TELL ME WHAT YOU WANT

by Michael G. Hickey

Pub Date: March 1st, 2021
ISBN: 978-0-57-877891-4
Publisher: Painted Rock Press

Chaos ensues after a man at a crossroads reaches out to an old flame in this comic sequel.

Seattle, 1989. Aspiring poet and habitual weed smoker Jasper Trueblood, 30, is leaving his partying ways behind. He enjoys his job teaching English as a second language at a community college—a position in which he makes frequent use of a ventriloquist dummy named Bosworth—and he’s engaged. Of course, his fiancee, Daphne, is still a bit of a party animal, and they don’t have too much in common outside of a certain insatiable lust for each other—but how long can that last? Not very long at all, it turns out, as Jasper learns when he comes home early to find Daphne enjoying the lust of another man. During the resulting personal crisis, Jasper decides to buy a ticket to Guam to drop in on his old college girlfriend, Lani Sablan, without contacting her first. He expects Lani to be shocked, but actually she foresaw Jasper’s arrival in a dream—though that doesn’t change the fact that he is in very real danger from her meth-dealing husband. After a brief stay on the island, Jasper escapes with his life back to Seattle, thinking his trip down Memory Lane is over. But a few months later, he gets a call from Lani, who wants to bring her daughter, Rose, to the Pacific Northwest and stay with Jasper. “I’m an emotional wreck, Jazz,” she tells him. “My tropical depression evolved into an all-out typhoon. I need a new start. Rose does, too. I’ve never been to Seattle, but I hear it’s beautiful.” Is Jasper about to finally have the adult life—and adult love—that he’s dreamed of? Maybe. But it will involve quite a bit of tragedy, a prison sentence, and several sessions of talk therapy with a stripper named Ginger Snap.
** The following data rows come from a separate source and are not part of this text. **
PR #815, opened 2023-02-03
feat!: enable payments with predicates

### LINKED ISSUE #809: Allow users to pay for transaction fees using predicates
> **Note**
> Note for sprint and milestone planning: this is a stretch goal and might not be done by the beta-4 deadline.

Users have to use their `Wallet` to pay for a transaction. However, there are many use cases where a user wants to pass a `Predicate`, instead of a `Wallet`, to pay for a transaction. The actual UTXOs used to pay for the transaction must be unlocked in the predicate passed. 

For example: 

```Rust
let contract_instance = MyContract::new(contract_id, wallet);

    .methods()
    .await?;
```

Here, we link a `Wallet` to the contract instance. Underneath, it will grab this wallet's funds to pay for the transaction. 

With this new feature, one could pass in a `Predicate` instead of a `Wallet`, and, underneath, the predicate would be evaluated, and, if true, the UTXOs unlocked would be used to pay for the tx fees.

This is based by a feedback we got from an external developer, here's what was said about this feature request: 

> When I want to spend utxos from a predicate, there should be a wallet that offers the same kind of features as a wallet for a simple public key address. Currently, you need to initialize the wallet with a key, and that will also be the address that pays for the fees. If I have a predicate, I generally want to pay for the fees with the coins available in the utxos on the predicate address. A public-key based address should not be required to manage a predicate wallet.

Salka1988:
The PR aims to enable predicates to be used as wallets, allowing payments and transactions to be made with them. The first step taken in this direction was to modify the `predicate_bindings` function so that it returns the `Predicate` data type, which will be further used as we use the wallet.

Hickey has a natural way with words. His descriptions are original and often quite funny. Daphne, for example, is an “ever-slumbering but ever-amorous opossum.” But the writing is sometimes a bit too cute, particularly the dialogue, which often seems to serve no purpose other than to momentarily amuse readers. The question of why is a recurring one. For example, why do all the characters seem so taken with Jasper, an overweight, horny, perpetually stoned man with a ventriloquist dummy? (Readers, by contrast, will struggle to find him charming.) There is a larger question regarding just what the novel is trying to say. Potential thesis statements are littered throughout the text—many of them spoken by Ginger Snap, a walking, talking male fantasy that bears little resemblance to a human woman—but by the end, the book does not succeed in being about anything. Nor is it just a simple lark, given a particular and needless death that the author has seen fit to include. The story’s female characters, who should be intriguing, are ultimately only there for the redemption narrative of the decidedly uninteresting Jasper. The experience will be an unsatisfying one for many readers.

A humorous but disappointingly stunted tale about a would-be poet’s adventures.